Yan Haibin

Personal information
- Nationality: Chinese
- Born: January 8, 2003 (age 23) Wuzhou, Guangxi, China
- Education: Jinan University
- Height: 181 cm (5 ft 11 in)

Sport
- Country: China
- Sport: Track and field
- Event(s): 60 m, 100 m, 200 m, 4×100 m relay, 4×200 m relay

Achievements and titles
- Personal bests: 60 m: 6.75 (2024); 100 m: 10.22 (2021); 200 m: 20.56 (2021);

Medal record
Men's athletics
Representing China
Asian Games
| Gold medal – first place | 2022 Hangzhou | 4×100 m relay |
Summer World University Games
| Gold medal – first place | 2021 Chengdu | 4×100 m relay |

= Yan Haibin =

Chinese sprinter (born 2003)

Yan Haibin (嚴海濱; born 8 January 2003) is a Chinese sprinter.

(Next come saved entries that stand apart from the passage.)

PR #837, opened 2026-09-05
Allow resizing of windows

tccountus:
## Description
This PR allows resizing of windows. Maybe we could also add a Lua-API to change window settings

## Review Guidance
- Framebuffer is resized
- ~~Widgets/Panels are currently not resized correctly~~

## Screenshots/GIFs
output

## AI Usage Disclosure
None

## Checklist
- [ ] When applicable, I have commented my code, particularly in hard-to-understand areas
- [x] ~~Currently, the debug driver info panel is not resized and moved properly~~

One thing: the project settings gets resetted every time we update them, I think we should change that in the future.


adriengivry (changes requested):
Tested on Arch, works well. This PR should also address the issue with hardware info losing their alignment after resizing. `HardwareInfo.cpp` should be updated to `SetAlignment` in a similar fashion as `FPSCounter.cpp` and `FrameInfo.cpp`

adriengivry (approved):
LGTM!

== International rankings ==

=== International ===
Haibin is the current Asian record holder of the 4 × 200 m relay.

| Event | Highest ranking | Score |
|---|---|---|
| Men's 100m | 131 | 1142 |
| Men's 200m | 96 | 1141 |

== 2020 Summer Olympics ==
Haibin was one of 406 Chinese athletes to compete at the 2020 Tokyo Summer Olympics. He finished fourth place in the Men's 4 × 100 m Relay.